**Work to complete:** Your task is to show every line in the listing below that includes "unit".
----
PR #608, opened 2022-08-25
Compare timeouts in ADF triggerer realtime

preethamrajk:
Currently, the design assumes that the triggerer process and the worker process are working in the same execution context(pod/vm etc).

While monotonic time functions are the right way to compare timeouts, they are required to have the same reference point during time comparison.

For this reason, this PR looks at moving away from the `end_time` parameter in the Triggerer and passes the task's timeout value directly to the Triggerer so that the time comparison can be done in the triggerer process.

### DIFF
--- a/astronomer/providers/microsoft/azure/operators/data_factory.py
+++ b/astronomer/providers/microsoft/azure/operators/data_factory.py
@@ -1,4 +1,3 @@
-import time
 from typing import Any, Dict
 
 from airflow.exceptions import AirflowException
--- a/astronomer/providers/microsoft/azure/operators/data_factory.py
+++ b/astronomer/providers/microsoft/azure/operators/data_factory.py
@@ -69,7 +69,7 @@ class AzureDataFactoryRunPipelineOperatorAsync(AzureDataFactoryRunPipelineOperat
                 resource_group_name=self.resource_group_name,
                 factory_name=self.factory_name,
                 check_interval=self.check_interval,
-                end_time=end_time,
+                end_time=self.timeout,
             ),
             method_name="execute_complete",
         )
--- a/astronomer/providers/microsoft/azure/operators/data_factory.py
+++ b/astronomer/providers/microsoft/azure/operators/data_factory.py
@@ -68,7 +68,7 @@ class AzureDataFactoryRunPipelineOperatorAsync(AzureDataFactoryRunPipelineOperat
                 resource_group_name=self.resource_group_name,
                 factory_name=self.factory_name,
                 check_interval=self.check_interval,
-                end_time=self.timeout,
+                timeout=self.timeout,
             ),
             method_name="execute_complete",
         )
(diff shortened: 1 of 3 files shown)


preethamrajk:
Hi @bharanidharan14 @phanikumv @rajaths010494 @pankajastro @pankajkoti 

Please review the PR to fix time comparisons in the Data Factory Triggerer.

WRT the tests that are failing, they don't seem to be related to the code that is this folder.

pankajkoti:
Hi @preethamrajk . Thanks a lot for creating this PR and interest in contributing to the project.
We did observe that monotonic time causing problems due to worker and triggerer running in different contexts like you have mentioned in the PR description. We removed the use of montonic time and are using unix timestamp now with the PR: https://github.com/astronomer/astronomer-providers/pull/602 . This will be out in the next release. 

Your approach also does look good to me. I will like to hear opinion from others on this one.

preethamrajk:
> Hi @preethamrajk . Thanks a lot for creating this PR and interest in contributing to the project. We did observe that monotonic time causing problems due to worker and triggerer running in different contexts like you have mentioned in the PR description. We removed the use of montonic time and are using unix timestamp now with the PR: #602. This will be out in the next release.
> 
> Your approach also does look good to me. I will like to hear opinion from others too on this one.

Thanks for the response @pankajkoti. Curious to know when the next release is. And what is the release cycle is for the providers?

rajaths010494:
Triggerer when it restarts every time it sets a new end_time rather than a fixed end_time when a timeout should have happened.
As @pankajkoti suggested we have fixed the issue. Please do wait for the release.

preethamrajk:
That's a fair observation @rajaths010494.

That lead me to think a bit more..

I find it fundamentally incorrect trying to fail the task if the ADF Pipeline is taking too long. Shouldn't the pipeline continue to execute even if the it's taking too long? This will allow for another mechanism such as SLA callbacks to handle long running ADF pipelines without failing the data flows. Thoughts?

Happy to close this PR with my two cents.. thanks for reviewing promptly.

rajaths010494:
> That's a fair observation @rajaths010494.
> 
> That lead me to think a bit more..
> 
> I find it fundamentally incorrect trying to fail the task if the ADF Pipeline is taking too long. Shouldn't the pipeline continue to execute even if the it's taking too long? This will allow for another mechanism such as SLA callbacks to handle long running ADF pipelines without failing the data flows. Thoughts?
> 
> Happy to close this PR with my two cents.. thanks for reviewing promptly.

Users can define end_time using the operator for the long-running tasks so that it waits for a longer period if you feel end_time is unsure how much longer it can be then you can use `AzureDataFactoryPipelineRunStatusSensorAsync` given the run_id of the pipeline to poll until it reaches the desired state.
An example of the same can be found [here](https://github.com/astronomer/astronomer-providers/blob/main/astronomer/providers/microsoft/azure/example_dags/example_adf_run_pipeline.py#L188-L207)

pankajkoti:
Hi @preethamrajk New release https://github.com/astronomer/astronomer-providers/releases/tag/1.8.1 is out which has the needed change as discussed above. Please check and hope to hear back your from you soon on this and other contributions :) Thank you again!

preethamrajk:
Thanks @pankajkoti. Have tested this in my setup and works fine.

PR #615, opened 2022-09-01
Remove werkzeug dep

kaxil:
Since https://github.com/maxcountryman/flask-login/issues/686 is fixed and Airflow 2.4 (alpha at the moment) won't need it, we are good to remove it from our setup.cfg


kaxil:
I merged it with broken `mypy` so that I could fix it in the following PR so we can release 1.8.1

PR #619, opened 2022-09-03
Add compat module for typing `airflow.utils.context.Context`

josh-fell:
The `airflow.utils.context` module was not introduced to OSS Airflow until 2.2.3. Importing this module as a top-level import sets an implicit, minimum requirement for Airflow 2.2.3 which is higher than the minumum `apache-airflow` requirement set for Astronomer Providers. This PR adds a typing compat module to be used throughout the repo for consistent typing of `context`.


kaxil (approved):

astronomer/providers/amazon/aws/operators/batch.py
```diff
@@ -7,14 +7,17 @@
...
 
 from airflow.exceptions import AirflowException
 from airflow.providers.amazon.aws.operators.batch import BatchOperator
-from airflow.utils.context import Context
 
 from astronomer.providers.amazon.aws.triggers.batch import BatchOperatorTrigger
 
+if TYPE_CHECKING:
+    # TODO: This can be removed from TYPE_CHECKING once there is a minimum requirement of Airflow 2.2.3+
+    from airflow.utils.context import Context
```
kaxil, line 19: We have one more option:

1. Have a `compat` module in this repo and import `airflow.utils.context.Context` if it is available, or just set `Context = Dict` if it is not available, so it is consistent.


wydt?

phanikumv: I like the idea of having dynamic check using `compat` module.

@josh-fell could you please make the change and fix the code coverage.

josh-fell: > Have a compat module in this repo and import airflow.utils.context.Context if it is available, or just set Context = Dict if it is not available, so it is consistent.

+1 ❤️  this idea as well. I'll add a `compat` module and unify the typing `Context` across the repo.

astronomer/providers/utils/typing_compat.py
```diff
@@ -0,0 +1,19 @@
...
+# typically used as the typing for the ``context`` arg in operators and sensors. However, using this class for
+# typing outside of TYPE_CHECKING in modules sets an implicit, minimum requirement for Apache Airflow 2.2.3
+# which is currently more recent than the current minimum requirement of Apache Airflow 2.2.0.
+#
+# TODO: Remove this once the repo has a minimum Apache Airflow requirement of 2.2.3+.
+try:
+    from airflow.utils.context import Context
+except ModuleNotFoundError:
+
+    class Context(MutableMapping[str, Any]):  # type: ignore[no-redef]
```
josh-fell, line 13: With the approach of `Context = MutableMapping[str, Any]`, mypy was complaining about not being able to assign to a type and the variable assignment types not matching. Instead of ignoring those mypy errors (which felt icky), I decided to redefine the typing class and ignore the redefinition mypy error.

Does this seem reasonable? Any other mypy workarounds?

josh-fell:
The pre-commit.ci check is failing for `Executable `.circleci/scripts/pre_commit_context_typing_compat.py` is not executable`. I'm not sure how to resolve this. Both `make run-static-checks` and `pre-commit run --all-files` execute just fine locally for me. Any pointers?

josh-fell:
Of course, if there is a preference of having unit test over a pre-commit hook, I can change that no problem!

bharanidharan14:
@josh-fell Still code coverage is failing

josh-fell:
> @josh-fell Still code coverage is failing

Ah yes. Thanks for the poke. Just pushed a unit test in [e2a9ade](https://github.com/astronomer/astronomer-providers/pull/619/commits/e2a9ade35590ae165ed14a7f4833ba2603f099d0) which hopefully helps.

josh-fell:
[Good to know the pre-commit hook works](https://results.pre-commit.ci/run/github/388913563/1663036903.TsAyOpIjQs-PWu6wavydnQ). Updated the dbt Cloud modules.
----
**Reply to the exercise:**
Of course, if there is a preference of having unit test over a pre-commit hook, I can change that no problem!
Ah yes. Thanks for the poke. Just pushed a unit test in [e2a9ade](https://github.com/astronomer/astronomer-providers/pull/619/commits/e2a9ade35590ae165ed14a7f4833ba2603f099d0) which hopefully helps.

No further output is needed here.